In December, world leaders convened in Dubai for the COP28 climate change conference, which has elevated nature as one of its central themes — an important move since COP15’s adoption of the Kunming-Montreal Global Biodiversity Framework (GBF). The framework contains vital targets for achievement by 2030, including the conservation of at least 30% of land, sea and inland waters, as well as restoration amounting to 30% of degraded ecosystems, and a $500bn annual reduction in subsidies that promote biodiversity loss.

Pre-empting the sceptics, it’s of course true that target-setting and ambitious rhetoric do not themselves address the challenge we face. But establishing nature as a key area of risk management —

requiring sober, active regulatory intervention — marks a vital first step, from which can follow a roadmap to real, tangible change.

Though indispensable, COP is not the only forum for change. The Taskforce on Nature-related Financial Disclosures (TNFD) marks an important shift in how businesses account for their non-financial liabilities, as well as their impact on the surrounding ecology. Its recommendations (already launched in Kenya and South Africa) have convinced much of the private sector that environmental performance is as material as revenues and market share — a shift inconceivable only a decade ago.

In Africa, both the African Natural Capital Alliance (ANCA)-run pilot, as well as the work of TNFD consultation groups in Kenya and South Africa, are revealing significant private sector interest in early adoption of nature-related disclosures. But what about those who supervise the private sector and set the economic ‘mood’?

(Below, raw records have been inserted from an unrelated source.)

PR #2887, opened 2026-02-13
fixed autorestart cooldown

pompon0:
There was a semantic mismatch between blocksync sending at most 1 message to the restartCh, and WaitForQuitSignals which ignored messages until cooldown has passed. I think that cooldown in blocksync logic was exactly trying to avoid sending messages when WaitForQuitSignals could have ignored them, which is a very fragile way of doing things. This PR removes cooldown from WaitForQuitSignals, simply delegating the cooldown logic to blocksync and makes the signal nonblocking and idempotent.

### DIFF
--- a/sei-tendermint/internal/autobahn/autobahn.proto
+++ b/sei-tendermint/internal/autobahn/autobahn.proto
@@ -154,6 +154,26 @@ message FullTimeoutVote {
   optional PrepareQC latest_prepare_qc = 2;
 }
 
+// Persisted consensus state (for crash recovery).
+// Only persist votes and QCs here - these are the canonical consensus artifacts.
+// Do NOT persist internal derived fields (e.g., cached computations, runtime state).
+// Derived fields are implementation-dependent and should be recomputed on load.
+message PersistedInner {
+  optional CommitQC commit_qc = 1;
+  optional PrepareQC prepare_qc = 2;
+  optional TimeoutQC timeout_qc = 3;
+
+  optional SignedMsg commit_vote = 4;
+  optional SignedMsg prepare_vote = 5;
+  optional FullTimeoutVote timeout_vote = 6;
+}
+
+// Wrapper for persisted data with sequence number.
+message PersistedWrapper {
+  optional uint64 seq = 1;
+  optional bytes data = 2;
+}
+
 message AppQC {
   AppProposal vote = 1;
   repeated Signature sigs = 2;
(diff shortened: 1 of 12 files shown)


sei-tendermint/config/config.go
```diff
@@ -1398,6 +1398,7 @@ type SelfRemediationConfig struct {
 	BlocksBehindCheckIntervalSeconds uint64 `mapstructure:"blocks-behind-check-interval"`
 
 	// Cooldown between each restart
+	// DEPRECATED
```
masih: The predominant pattern in this repo (and other libraries I have come across) is Upper D instead of ALL CAPS.
Bonus: add some extra info for the users. Something like this:

```suggestion
	// Deprecated: The cooldown mechanism is completely removed. As a result this configuration has no effect.
```

sei-cosmos/server/util.go
```diff
@@ -408,26 +407,15 @@ func TrapSignal(cleanupFunc func()) {
...
-				}
-				return ErrorCode{Code: RestartErrorCode}
-			}
-		}
-	} else {
-		sig := <-sigs
+	select {
+	case sig := <-sigs:
+		// TODO: why +128?
 		return ErrorCode{Code: int(sig.(syscall.Signal)) + 128}
```
masih: This error gets bubbled up to the surface, which ultimately results in node existing with a non-zero exit code. 

The non-zero exit code as a result of `SIGINT?SIGTERM` seems unreasonable? It makes it impossible (i think?) to "gracefully" stop the node such that it exits with error code 0.

sei-cosmos/server/util.go
```diff
@@ -408,26 +407,15 @@ func TrapSignal(cleanupFunc func()) {
 }
 
 // WaitForQuitSignals waits for SIGINT and SIGTERM and returns.
-func WaitForQuitSignals(ctx *Context, restartCh chan struct{}, canRestartAfter time.Time) ErrorCode {
+func WaitForQuitSignals(ctx *Context, restartCh chan struct{}) error {
 	sigs := make(chan os.Signal, 1)
 	signal.Notify(sigs, syscall.SIGINT, syscall.SIGTERM)
```
masih: Within "soft-restart" codepath execution, this registeration will happen every time `WaitForQuitSignals` is called.

We should defer signal stop.
```suggestion
	signal.Notify(sigs, syscall.SIGINT, syscall.SIGTERM)
	defer signal.Stop(sigs)
```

We’re seeing a real shift in African voices leading the way for change. Many now recognise the need for African private and public sector awareness and capability-building for the successful integration of not only future nature-related risk frameworks and standards, but also broader nature-related capabilities. Without engagement on these topics, there is a danger of creating additional transition risks and barriers to investment in the African continent.

Asserting the centrality of nature

Arising from the 2017 ‘One Planet’ summit in Paris, the Network of Central Banks and Supervisors for Greening the Financial System (NGFS) has undertaken impressive work orienting the financial system to manage risks and mobilise capital for green investments. With 129 members hailing from every major region of the world, there is a real appetite among regulators for guidance on natural assets and capital. Crucially, African regulators have led the development and implementation of these recommendations, and from Morocco to Nigeria, Kenya to Ghana and South Africa, financial authorities are asserting the centrality of nature in national economies and economic strategies.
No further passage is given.